Serangan Udara Israel di Beirut dan Damaskus
Pada tanggal 14 November, militer Israel melancarkan serangan besar-besaran terhadap sekitar 30 target di selatan Beirut. Target-target tersebut meliputi gudang senjata, markas militer, dan infrastruktur lainnya yang diidentifikasi sebagai basis Hizbullah, organisasi politik dan militer Syiah Lebanon. Serangan ini merupakan bagian dari upaya Israel untuk melemahkan kekuatan Hizbullah di wilayah tersebut.
Selain itu, pada malam 13 November, puluhan anggota Hamas menyerah kepada militer Israel di Jabaliya, menunjukkan eskalasi konflik antara kedua pihak.

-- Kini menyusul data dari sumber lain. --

PR #473, opened 2026-04-08
Add --database subcommand to rapina new command 

### LINKED ISSUE #371: [Feature]:  add `--database` subcommand to `rapina new` command
### Problem Statement

Currently, when initializing a new project with the **Rapina** CLI, users must manually edit the `Cargo.toml` file to enable specific database features (eg, `sqlite`, `postgres`, `mysql`) and add the corresponding dependencies.

### Proposed Solution

Introduce a `--db` (or `--database`) optional flag to the `new` commands. This allows the user to define their persistence layer at the moment of creation.

### Key Functionalities
1.  **Automatic Dependency Injection:** The CLI will automatically add the necessary crates to `Cargo.toml` with the correct driver features enabled.
2.  **Input Validation:** The CLI will only accept supported values (e.g., `sqlite`, `postgres`, `mysql`) and provide clear error messages for unsupported ones.
---

## Technical Example (Usage)

To initialize a new project with **SQLite** support:

```bash
rapina new my_app --db=sqlite
```
## Expected `Cargo.toml` output snippet:

```toml
[package]
name = "my_app"
version = "0.1.0"
edition = "2024"

[dependencies]
rapina = { version = "0.10.0", features = ["sqlite"] }
tokio = { version = "1", features = ["full"] }
serde = { version = "1", features = ["derive"] }
serde_json = "1"
hyper = "1"
```

### Contribution

Ismaellima4:
## Summary

What does this PR do?

This PR introduces comprehensive database configuration support for the `rapina new` command, enabling users to scaffold projects with or without database integration based on the new `--db` flag. It refactors the template generation system to conditionally inject database-related code, centralizes environment variable generation, and improves CLI validation.

**Key Changes:**
- **CLI & Validation:**
  - Added `--db <sqlite|postgres|mysql>` flag with strict value parsing.
  - Enforced `--db` requirement for `--template crud` using Clap's `requires_if` validation.
  - Moved template & requirement validation to run **before** any filesystem operations, preventing partial directory creation on failure.

- **Conditional Template Generation:**
  - Database code (`.with_database()`, `load_dotenv()`, `DatabaseConfig` imports) is now only generated when `--db` is explicitly provided.

- **Environment Configuration:**
  - Replaced `.env.example` with direct `.env` generation containing clear placeholder values and English replacement warnings (`⚠️ Replace the values below...`).
  - Delegated `.env` creation responsibility to each individual template (`rest_api`, `auth`, `crud`) for better separation of concerns.

- **Architecture & Safety:**
  - Refactored CRUD template to require `&DatabaseType` explicitly, as CRUD scaffolds inherently need a database.
  - Ensured type-safe optional handling across all template generators.

## Related Issues

Closes #371 

## Checklist

- [x] `cargo fmt` passes
- [x] Tests pass

### DIFF
--- a/rapina-cli/src/commands/templates/mod.rs
+++ b/rapina-cli/src/commands/templates/mod.rs
@@ -109,7 +109,7 @@ pub fn generate_db_import(db_type: Option<&DatabaseType>) -> &'static str {
 /// Uses `DatabaseConfig::from_env()` for all database types since `.env` is auto-generated.
 /// Returns an empty string if no database is configured.
 pub fn generate_database_config(db_type: Option<&DatabaseType>) -> &'static str {
-    db_type.map_or("", |_| "let db_config = DatabaseConfig::from_env()?;\n")
+    db_type.map_or("", |_| "let db_config = DatabaseConfig::from_env().expect(\"Failed to configure database\");\n")
 }
 
 /// Generate the `.with_database(db_config)` builder line.
@@ -150,11 +150,11 @@ pub fn generate_env_content(db_type: Option<&DatabaseType>, extra_vars: Option<&
 /// Generate the `.gitignore` extras for a given database type.
 /// Always includes `.env`. Adds `*.db` for SQLite.
 pub fn generate_gitignore_extras(db_type: Option<&DatabaseType>) -> Vec<&'static str> {
-    match db_type {
-        Some(DatabaseType::Sqlite) => vec!["*.db", ".env"],
-        Some(DatabaseType::Postgres) | Some(DatabaseType::Mysql) => vec![".env"],
-        None => vec![],
+    let mut extra = vec![".env"];
+    if let Some(DatabaseType::Sqlite) = db_type {
+        extra.push("*.db");
     }
+    extra
 }
 
 #[cfg(test)]
@@ -204,7 +204,9 @@ mod tests {
     fn test_generate_database_config_with_db() {
         let config = generate_database_config(Some(&DatabaseType::Postgres));
         assert!(config.contains("let db_config ="));
-        assert!(config.contains("DatabaseConfig::from_env()"));
+        assert!(
+            config.contains("DatabaseConfig::from_env().expect(\"Failed to configure database\");")
+        );
     }
 
     #[test]
@@ -264,9 +266,17 @@ mod tests {
     }
 
     #[test]
+    fn test_generate_gitignore_extras_mysql() {
+        let extras = generate_gitignore_extras(Some(&DatabaseType::Mysql));
+        assert!(extras.contains(&".env"));
+        assert!(!extras.contains(&"*.db"));
+    }
+
+    #[test]
     fn test_generate_gitignore_extras_none() {
         let extras = generate_gitignore_extras(None);
-        assert!(extras.is_empty());
+        assert!(extras.contains(&".env"));
+        assert!(!extras.contains(&"*.db"));
     }
 
     #[test]
--- a/rapina-cli/src/commands/templates/mod.rs
+++ b/rapina-cli/src/commands/templates/mod.rs
@@ -6,6 +6,40 @@ use colored::Colorize;
 use std::fs;
 use std::path::Path;
 
+/// Database types supported for project generation.
+#[derive(Clone, PartialEq)]
+pub enum DatabaseType {
+    Sqlite,
+    Postgres,
+    Mysql,
+}
+
+impl std::str::FromStr for DatabaseType {
+    type Err = String;
+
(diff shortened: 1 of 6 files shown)


rapina-cli/src/commands/templates/mod.rs
```diff
@@ -44,3 +77,207 @@ pub fn generate_gitignore(extras: &[&str]) -> String {
...
+    )
+}
+
+/// Generate the `.gitignore` extras for a given database type.
+/// Always includes `.env`. Adds `*.db` for SQLite.
+pub fn generate_gitignore_extras(db_type: Option<&DatabaseType>) -> Vec<&'static str> {
+    match db_type {
+        Some(DatabaseType::Sqlite) => vec!["*.db", ".env"],
+        Some(DatabaseType::Postgres) | Some(DatabaseType::Mysql) => vec![".env"],
+        None => vec![],
```
arferreira: The doc comment says "Always includes .env" but `None` arm returns an empty vec, also `auth` template always writes a `.env` file regardless of `db_type`, so scaffolding `--template auth` without `--db` produces a project where .env exists but is not gitignored. One git add . and the JWT secret is committed.
```suggestion
        None => vec![".env"],
```

rapina-cli/src/main.rs
```diff
@@ -23,9 +23,13 @@ enum Commands {
...
         name: String,
-        /// Starter template (crud, auth). Defaults to a REST API scaffold when omitted.
-        #[arg(long)]
+        /// Starter template (rest-api, crud, auth). Defaults to a REST API scaffold when omitted.
+        /// Requires `--db` when using `crud` template.
+        #[arg(long, value_parser = ["rest-api", "crud", "auth"], requires_if("crud", "db"))]
         template: Option<String>,
+        /// Database type (sqlite, postgres, mysql). Required when using `--template crud`.
+        #[arg(long, value_name = "DB")]
+        db: Option<String>,
```
arferreira: `DatabaseType` already implements `FromStr`. Clap picks that up automatically so this field can be typed directly, which removes the manual parse block and the process::exit(1) in the match arm below.
```suggestion
        db: Option<DatabaseType>,
```
You would also need to import `DatabaseType` at the top of the Commands enum or use the full path, but the parse block in main goes away entirely.

rapina-cli/src/commands/templates/rest_api.rs
```diff
@@ -13,50 +22,66 @@ pub fn generate(name: &str, project_path: &Path, src_path: &Path) -> Result<(),
...
-
+async fn main() -> std::io::Result<()> {{
+    {load_dotenv_line}
+    {db_config}
     Rapina::new()
         .with_tracing(TracingConfig::new())
         .middleware(RequestLogMiddleware::new())
         .with_health_check(true)
-        .router(router)
+{with_database_line}        .discover()
```
arferreira: Okay, I like that change for using our new feature auto discovery, but to be consistent with purpose of this PR, I would suggest for you to bring that change in a follow-up.

rapina-cli/src/commands/templates/mod.rs
```diff
@@ -44,3 +77,207 @@ pub fn generate_gitignore(extras: &[&str]) -> String {
...
+pub fn generate_db_import(db_type: Option<&DatabaseType>) -> &'static str {
+    db_type.map_or("", |_| "use rapina::database::DatabaseConfig;\n")
+}
+
+/// Generate the `let db_config = ...` line for database configuration.
+/// Uses `DatabaseConfig::from_env()` for all database types since `.env` is auto-generated.
+/// Returns an empty string if no database is configured.
+pub fn generate_database_config(db_type: Option<&DatabaseType>) -> &'static str {
+    db_type.map_or("", |_| "let db_config = DatabaseConfig::from_env()?;\n")
+}
```
arferreira, line 113: This emits `DatabaseConfig::from_env()?`. The generated code lands in a main that returns `io::Result<()>`. Whether `DatabaseConfig`'s error type implements `Into<io::Error>` needs verification, if it does not, the scaffolded project will not compile. `crud.rs` uses `.expect()` for the same call, which sidesteps this. Worth aligning and confirming the generated code actually builds.

arferreira (changes requested):
Hey, good feature, nice work so far, just left two things to fix before merging.

rapina-cli/src/commands/templates/mod.rs
Ismaellima4: I tested all possible combinations before opening the PR, and the code using `DatabaseConfig::from_env()?` was compiling fine. However, I’ll switch it to `.expect()` to keep the codebase consistent.

arferreira (approved):
LGTM.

Pada saat yang sama, militer Israel juga melancarkan serangan udara ke Damaskus, menargetkan gedung markas komando dan infrastruktur militer Organisasi Jihad Islam. Serangan ini menewaskan setidaknya 15 anggota ekstremis dan dianggap sebagai serangan presisi yang ditargetkan.
Pertemuan Iran dan Suriah di Damaskus
Dalam konteks regional yang semakin tegang, utusan tertinggi Iran, Ali Larijani, penasihat Pemimpin Tertinggi Iran Ayatollah Ali Khamenei, bertemu dengan Presiden Suriah, Bashar al-Assad, di Damaskus.
Larijani menegaskan dukungan Iran terhadap Suriah dan kesiapan untuk memberikan berbagai bantuan. Komandan tertinggi Pengawal Revolusi Islam, Salami, juga mengeluarkan ancaman terhadap Israel, menyatakan bahwa: “mata kami tertuju pada kalian, kami akan berjuang sampai akhir.”
Pertemuan ini menandakan semakin eratnya hubungan antara Iran dan Suriah dalam menghadapi tekanan regional dan internasional. Bersamaan dengan serangan udara Israel, hubungan ini memperkuat aliansi militer dan politik kedua negara dalam menghadapi ancaman bersama.
Keterlibatan Amerika Serikat dan Kebijakan Trump
Presiden terpilih Donald Trump telah memberikan tanggal penting bagi Israel untuk memulai serangan besar-besaran, yaitu 20 Januari. Pada tanggal tersebut, Amerika Serikat diharapkan akan menghapus semua pembatasan dan penundaan dalam mentransfer senjata serta peralatan tempur ke Israel, memberikan kebebasan penuh kepada Israel untuk melakukan serangan apa pun terhadap target yang dianggap strategis.
Duta Besar baru Trump untuk Israel, Mike Huckabee, menyatakan dukungannya terhadap kebijakan Israel dengan mengatakan: “Berhenti berbicara tentang orang Palestina yang damai; kebanyakan dari mereka mendukung aksi Hamas pada 7 Oktober. Berhenti menyerukan gencatan senjata.”
Kebijakan ini menunjukkan komitmen kuat Amerika Serikat dalam mendukung Israel di tengah konflik yang sedang berlangsung.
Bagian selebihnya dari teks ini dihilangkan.